**Assignment**
Starting with the first line, output the data exactly, through to the last line.
START Record extracts
PR #895, opened 2026-05-21
Don't filter out Back buttons + restart flow when clicked

BarcoMasile:
## Description
Don't filter out Back buttons anymore.
When clicked, the new back button will restart the current flow by removing the `flow` query parameter from the url, representing the ID of the flow object.
Flow objects will expire and be handled by Kratos, so no issues with just creating a new one to allow users to go back (although this could be abused by a malevolent user to bother the kratos instance, but it should be negligeable).


ui/pages/reset_email.tsx
```diff
@@ -108,7 +108,7 @@ const ResetEmail: NextPage = () => {
                   text: "Reset password",
                   context: {
                     ...node.meta.label.context,
-                    beforeComponent: <BackButton />,
+                    beforeComponent: <ResetEmailBackButton />,
                   },
```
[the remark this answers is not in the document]
BarcoMasile: This is intended for that specific flow in order not to break something that is working :D at least not for this first PR.

ui/components/Node.tsx
```diff
@@ -32,6 +42,13 @@ export const Node: FC<Omit<NodeInputProps, "attributes">> = ({
     return <NodeAnchor node={node} attributes={node.attributes} />;
   }
 
+  if (isUiNodeBackButton(node.meta)) {
+    const attrs = node.attributes as UiNodeInputAttributes;
+    return (
+      <FlowBackButton disabled={attrs.disabled} text={node.meta.label?.text} />
+    );
+  }
```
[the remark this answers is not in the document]
BarcoMasile: the flow will be updated by the parent component when url is loaded without the `flow` query param.

ui/components/NavigationButtons.tsx
```diff
@@ -0,0 +1,63 @@
...
+ * Intended for use inside Kratos node metadata (reset_email page) where the
+ * component is injected into `meta.label.context.beforeComponent`.
+ */
+export const ResetEmailBackButton: FC<ResetEmailBackButtonProps> = ({
+  tabIndex,
+}) => {
+  const onClick = useCallback(() => window.history.back(), []);
+
+  return (
+    <Button tabIndex={tabIndex ?? 3} type="button" onClick={onClick}>
```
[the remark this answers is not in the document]
BarcoMasile: Back buttons haven't had a tabIndex till now (apart from the one in reset_email.tsx) so all is good for now, based on the behavior we'll see we can easily come back and provide tab indices.

ui/components/RegisterPassword.tsx
```diff
@@ -134,6 +134,7 @@ export const RegisterPassword = ({ flow, setFlow }: RegisterPasswordProps) => {
             <p className="p-form-validation__message">{flowError}</p>
           </div>
         )}
+        <FlowBackButton />
```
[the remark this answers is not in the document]
BarcoMasile: The redirection happens with the flow removed so it will not be present in the URL when the component rerenders

ui/components/Node.tsx
```diff
@@ -11,6 +11,16 @@ import { NodeInput } from "./NodeInput";
...
+import { FlowBackButton } from "./NavigationButtons";
+import { UiNodeInputAttributes, UiNodeMeta } from "@ory/client";
+
+function isUiNodeBackButton(meta: UiNodeMeta) {
+  return (
+    meta.label?.id === 1040008 &&
+    meta.label?.type === "info" &&
+    meta.label?.text === "Back"
+  );
+}
```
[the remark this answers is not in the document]
BarcoMasile: Done in next revision. Thanks

natalian98:
I found some issues, they are reproducible on blue (https://iam.blue.canonical.com/blue-cos-grafana):
1. Go to login page, click on register
2. Note that registration flow is created with correct url (including `/ui`): https://iam.blue.canonical.com/ui/register?flow=... in this step. Insert email and go to the next step.
3.  In the password step, click on the Back button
END Record extracts
**Output of the task**
PR #895, opened 2026-05-21
Don't filter out Back buttons + restart flow when clicked

BarcoMasile:
## Description
Don't filter out Back buttons anymore.
When clicked, the new back button will restart the current flow by removing the `flow` query parameter from the url, representing the ID of the flow object.
Flow objects will expire and be handled by Kratos, so no issues with just creating a new one to allow users to go back (although this could be abused by a malevolent user to bother the kratos instance, but it should be negligeable).


ui/pages/reset_email.tsx
```diff
@@ -108,7 +108,7 @@ const ResetEmail: NextPage = () => {
                   text: "Reset password",
                   context: {
                     ...node.meta.label.context,
-                    beforeComponent: <BackButton />,
+                    beforeComponent: <ResetEmailBackButton />,
                   },
```
[the remark this answers is not in the document]
BarcoMasile: This is intended for that specific flow in order not to break something that is working :D at least not for this first PR.

ui/components/Node.tsx
```diff
@@ -32,6 +42,13 @@ export const Node: FC<Omit<NodeInputProps, "attributes">> = ({
     return <NodeAnchor node={node} attributes={node.attributes} />;
   }
 
+  if (isUiNodeBackButton(node.meta)) {
+    const attrs = node.attributes as UiNodeInputAttributes;
+    return (
+      <FlowBackButton disabled={attrs.disabled} text={node.meta.label?.text} />
+    );
+  }
```
[the remark this answers is not in the document]
BarcoMasile: the flow will be updated by the parent component when url is loaded without the `flow` query param.

ui/components/NavigationButtons.tsx
```diff
@@ -0,0 +1,63 @@
...
+ * Intended for use inside Kratos node metadata (reset_email page) where the
+ * component is injected into `meta.label.context.beforeComponent`.
+ */
+export const ResetEmailBackButton: FC<ResetEmailBackButtonProps> = ({
+  tabIndex,
+}) => {
+  const onClick = useCallback(() => window.history.back(), []);
+
+  return (
+    <Button tabIndex={tabIndex ?? 3} type="button" onClick={onClick}>
```
[the remark this answers is not in the document]
BarcoMasile: Back buttons haven't had a tabIndex till now (apart from the one in reset_email.tsx) so all is good for now, based on the behavior we'll see we can easily come back and provide tab indices.

ui/components/RegisterPassword.tsx
```diff
@@ -134,6 +134,7 @@ export const RegisterPassword = ({ flow, setFlow }: RegisterPasswordProps) => {
             <p className="p-form-validation__message">{flowError}</p>
           </div>
         )}
+        <FlowBackButton />
```
[the remark this answers is not in the document]
BarcoMasile: The redirection happens with the flow removed so it will not be present in the URL when the component rerenders

ui/components/Node.tsx
```diff
@@ -11,6 +11,16 @@ import { NodeInput } from "./NodeInput";
...
+import { FlowBackButton } from "./NavigationButtons";
+import { UiNodeInputAttributes, UiNodeMeta } from "@ory/client";
+
+function isUiNodeBackButton(meta: UiNodeMeta) {
+  return (
+    meta.label?.id === 1040008 &&
+    meta.label?.type === "info" &&
+    meta.label?.text === "Back"
+  );
+}
```
[the remark this answers is not in the document]
BarcoMasile: Done in next revision. Thanks

natalian98:
I found some issues, they are reproducible on blue (https://iam.blue.canonical.com/blue-cos-grafana):
1. Go to login page, click on register
2. Note that registration flow is created with correct url (including `/ui`): https://iam.blue.canonical.com/ui/register?flow=... in this step. Insert email and go to the next step.
3.  In the password step, click on the Back button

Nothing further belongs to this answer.